I can't provide the full coredump since it's a production system that contains customer data, but I'd be happy to run additional mdb commands to provide more info if that would help. (I'm not quite sure where to look next.)
Is that system using ECC RAM? Memory problems (if it is memory problem) can appear at any time, so several months old memtest run is only telling that memory was ok during the time of the test.
Hi, Toomas; thanks for your reply.
Is that system using ECC RAM?
Yes, the CPU (Intel Xeon E-2378) and logic board (Asus P12R-M) are ECC-capable, and its RAM sticks (32GB PC4-25600 3200MHz DDR4 ECC UDIMM) are ECC.
In SmartOS, is there a way to verify that ECC is actually enabled? (I checked sysinfo and prtdiag -v but didn't see any obvious indication.)

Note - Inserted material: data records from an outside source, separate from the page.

PR #1067, opened 2021-11-29
remove WINRT_NO_MAKE_DETECTION from project templates

ChrisGuzak:
these disable an important diagnostic and have not been needed for a long time as the Xaml Compiler was fixed a few years ago.


sylveon:
Why not remove the `WINRT_NO_MAKE_DETECTION` functionality entirely?

kennykerr:
@sylveon I would be in favor of that, although it can happen as a separate PR.

jlaanstra:
> Why not remove the `WINRT_NO_MAKE_DETECTION` functionality entirely?

That would be a breaking change.

jlaanstra (approved):

sylveon:
Yes, but code that compiles only using this feature is already wrong and needs to be fixed.

Maybe this is something that could be removed for a potential C++/WinRT 3.0, then.

kennykerr:
There's unlikely to be a v3 - more likely that we just slowly evolve, ditching dead features, adding new features, relying on package versioning to allow consumers to handle any breaking changes at their own pace.

PR #1073, opened 2021-12-05
Fix compilation under Clang

### LINKED ISSUE #1069: Specialization of 'std::formatter<winrt::Windows::Foundation::IStringable, wchar_t>' breaks with conformant compilers
E.g. when building with Clang 13 & the standard conformance flags, I see the error:
```
include\winrt/impl/Windows.Foundation.1.h(245,68): error: function 'ToString' with deduced return type cannot be used before it is defined
        return std::formatter<winrt::hstring, wchar_t>::format(obj.ToString(), fc);
                                                                   ^
include\winrt/impl/Windows.Foundation.0.h(864,34): note: 'ToString' declared here
        WINRT_IMPL_AUTO(hstring) ToString() const;
```
Seems that it's because the definition of `consume_Windows_Foundation_IStringable<D>::ToString` is defined in the "normal" `winrt/Windows.Foundation.h` header, but all of the `winrt/impl/*.h` files are included first, and one of these is the header trying to consume the function in question.

sylveon:
Fixes #1069

Was manually tested by building and running this snippet:
```cpp
// silence a clang coroutine warning caused by cppwinrt. we don't actually use coroutines here.
#define _SILENCE_CLANG_COROUTINE_MESSAGE

// std::format is hidden behind /std:c++latest due to ABI concerns right now
// but the headers don't detect Clang's -std=c++2b, so manually have them believe we are using C++23.
#define _HAS_CXX23 1

#include <format>
#include <iostream>

// required for cppwinrt to not fail building with clang
#include <guiddef.h>

#include "winrt/Windows.Foundation.h"

#pragma comment(lib, "onecore.lib")

struct stringable : winrt::implements<stringable, winrt::Windows::Foundation::IStringable>
{
    winrt::hstring ToString()
    {
        return L"a stringable object";
    }
};

int main()
{
    winrt::Windows::Foundation::IStringable obj = winrt::make<stringable>();
    std::wcout << std::format(L"This is {}", obj);
}
```

With `clang -Icppwinrt/_build/x64/Debug -std=c++2b test.cpp`

### DIFF
--- a/cppwinrt/code_writers.h
+++ b/cppwinrt/code_writers.h
@@ -3259,6 +3259,7 @@ struct __declspec(empty_bases) produce_dispatch_to_overridable<T, D, %>
             w.write(strings::base_reference_produce);
             w.write(strings::base_deferral);
             w.write(strings::base_coroutine_foundation);
+            w.write(strings::base_stringable_format);
         }
         else if (namespace_name == "Windows.Foundation.Collections")
         {
@@ -3295,7 +3296,7 @@ struct __declspec(empty_bases) produce_dispatch_to_overridable<T, D, %>
         if (namespace_name == "Windows.Foundation")
         {
             w.write(strings::base_reference_produce_1);
-            w.write(strings::base_stringable_format);
+            w.write(strings::base_stringable_format_1);
         }
     }
 }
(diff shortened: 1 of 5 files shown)


kennykerr (approved):
Looks good to me. @dunhor ?

dunhor (approved):

PR #1074, opened 2021-12-05
Make winrt::event clearable

sylveon:
While migrating a bunch of C++/CX, I encountered a (rather mediocre) custom `Event<>` implementation. After migrating its usage to `winrt::event`, I noticed there was two major differences between them:
- `Event<>` can be copied, and it didn't seem complex to allow copying `winrt::event`.
- In C++/CX, calling the destructor (or `Dispose` from C#) would clear the list of event handlers right away. In C++/WinRT, while manually implementing `IClosable`, you cannot achieve the same: the memory associated with the event handlers (and any of their captures) is only released upon the reference count reaching 0.

So, I implemented and tested both features to achieve parity


strings/base_events.h
```diff
@@ -375,8 +375,37 @@ WINRT_EXPORT namespace winrt
         using delegate_type = Delegate;
 
         event() = default;
-        event(event<Delegate> const&) = delete;
-        event<Delegate>& operator =(event<Delegate> const&) = delete;
+
+        event(event<Delegate> const& value)
```
oldnewthing, line 379: Can just say `event` instead of `event<Delegate>` thanks to injected class names.

strings/base_events.h
```diff
@@ -375,8 +375,37 @@ WINRT_EXPORT namespace winrt
...
+        {
+            slim_lock_guard const swap_guard(value.m_swap);
+            m_targets = value.m_targets;
+        }
+
+        event<Delegate>& operator =(event<Delegate> const& value)
```
oldnewthing, line 385: Also move assignment? ("No" is a valid answer.)

```cpp
event& operator=(event const& value)
{
    return assign(value);
}
event& operator=(event&& value)
{
    return assign(std::move(value));
}

private:
template<typename T>
event& assign(T&& value)
{
 ... existing code, except that
    slim_lock_guard const swap_guard(value.m_swap);
    new_targets = value.m_targets;

becomes
    if constexpr (std::is_lvalue_reference_v<T>)
    {
        slim_lock_guard const swap_guard(value.m_swap);
        new_targets = value.m_targets;
    }
    else
    {
        slim_lock_guard const swap_guard(value.m_change);
        slim_lock_guard const swap_guard(value.m_swap);
        new_targets = std::move(value.m_targets);
    }
...
}
```

Move assignment is tricky because
1. You have to worry about the move assignment throwing an exception midway. Not an issue here, since the delegate_array move assignment is nonthrowing.
2. You have a brief window in which both events are empty. I think that's okay. If you hit that window, then your code was already race-y and could validly have called nothing back.

If you are worried about code explosion, you can factor that constexpr into a helper.

```cpp
event& operator=(event const& value)
{
    return assign(value, [](auto&& v) {
        slim_lock_guard const swap_guard(v.m_swap);
        return v.m_targets;
    });
}
event& operator=(event&& value)
{
    return assign(value, [](auto&& v) {
        slim_lock_guard const swap_guard(v.m_change);
        slim_lock_guard const swap_guard(v.m_swap);
        return const_cast<event&&>(v).m_targets;
    });
}

event& assign(event const& value, delegate_array (*extract)(event const&))
{
... as before except
    new_targets = extract(value);
}
```

But I don't think code explosion is a problem because all of the event lvalue assignments will fold into one copy, and all of the event rvalue assignments will fold into another copy. So at most two copies.

strings/base_events.h
```diff
@@ -375,8 +375,37 @@ WINRT_EXPORT namespace winrt
         using delegate_type = Delegate;
 
         event() = default;
-        event(event<Delegate> const&) = delete;
-        event<Delegate>& operator =(event<Delegate> const&) = delete;
+
+        event(event<Delegate> const& value)
+        {
+            slim_lock_guard const swap_guard(value.m_swap);
+            m_targets = value.m_targets;
```
oldnewthing, line 382: Move constructor while we're at it? ("No" is a valid answer.)

strings/base_events.h
oldnewthing, line 379: Making `event` copyable will result in previously-uncopyable types becoming copyable. I wonder if that will cause problems. (Maybe somebody had been relying on non-copyability of event to block some unwanted action. I confess that I may have done that.)

kennykerr: Yes, I'm mainly concerned about this aspect of this PR. While it may be simple enough to do, I wonder whether this is worthwhile. Copying an event doesn't seem all that useful.

strings/base_events.h
```diff
@@ -466,6 +495,24 @@ WINRT_EXPORT namespace winrt
             }
         }
 
+        void clear()
```
kennykerr, line 498: I think just focusing on `clear` to support `IClosable` is a worthy effort. I'm reluctant to add more bells and whistles to `event` in general because there are just too many variations of event handling to satisfy everyone, but `clear` seems reasonably straightforward and universal.

strings/base_events.h
sylveon: Yeah, was existing so I left as is because it could have been a style choice.

strings/base_events.h
sylveon: Move assignment/construction requires more locking than just copy assignment, so I believe a copy ends up being cheaper than a move.

strings/base_events.h
sylveon: I agree that in the general case it doesn't seem very useful, but in our use case the event is stored within a type that is captured by value in a lambda. The lambda then ends up stored in `std::function`, and `std::function` expects the callable type to be copyable. Wrapping the type holding the `event` or `event` itself in `std::unique_ptr` doesn't works, because it's move-only. While `std::shared_ptr` works, it adds ref-counting on top of existing ref-counting (from COM), so it adds some amount of overhead.

kennykerr: That's more of a problem with `std::function` or whatever library that requires copies. The trouble is allowing copying may allow developers to easily introduce unexpected behavioral issues. So you allow copies, what does that mean? Are delegates expecting to be callable from multiple event sources? It just seems like this could open things up to some surprising issue.

sylveon: Right. This isn't a performance critical path anyways so wrapping it with std::shared_ptr will do for now. Will remove that from the PR and make it only clearable.

sylveon: Done

kennykerr (approved):
Thanks!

Memory problems (if it is memory problem) can appear at any time, so several months old memtest run is only telling that memory was ok during the time of the test.
Ah, good point. I'll try to schedule some downtime to run memtest again.
Also check fmadm faulty since it's ECC, you might see something there.
Also check
fmadm faultysince it's ECC, you might see something there.
Thanks; I checked that (and fmdump -v and /var/adm/messages) and didn't find any messages about ECC errors.
ok, no ECC errors and two similar stack traces... tbh, I find it hard to believe it is memory corruption. Exactly the same function pointer getting zeroed in those two cases? Anyhow, it means we need to do some digging.
I checked
fmadm faulty(andfmdump -vand/var/adm/messages) and didn't find any messages about ECC errors.
Oh! I found a series of Uncorrectable ECC errors in the system's IPMI Event Log, starting about 7 minutes prior to the panic:
# ipmitool sel list
…
10d1 | 09/22/2024 | 11:40:16 | Memory #0xd1 | Uncorrectable ECC | Asserted
So it turns out there is (at least) a hardware problem.
Considering the timing correlation, this panic now looks likely to have been caused by hardware failure. And since it's only the second known occurrence of this panic in 13 years (the prior being Illumos bug #1034 mentioned above), I'll tentatively close this issue — but of course feel free to reopen it if you'd still like to investigate further to see whether there's also a software problem.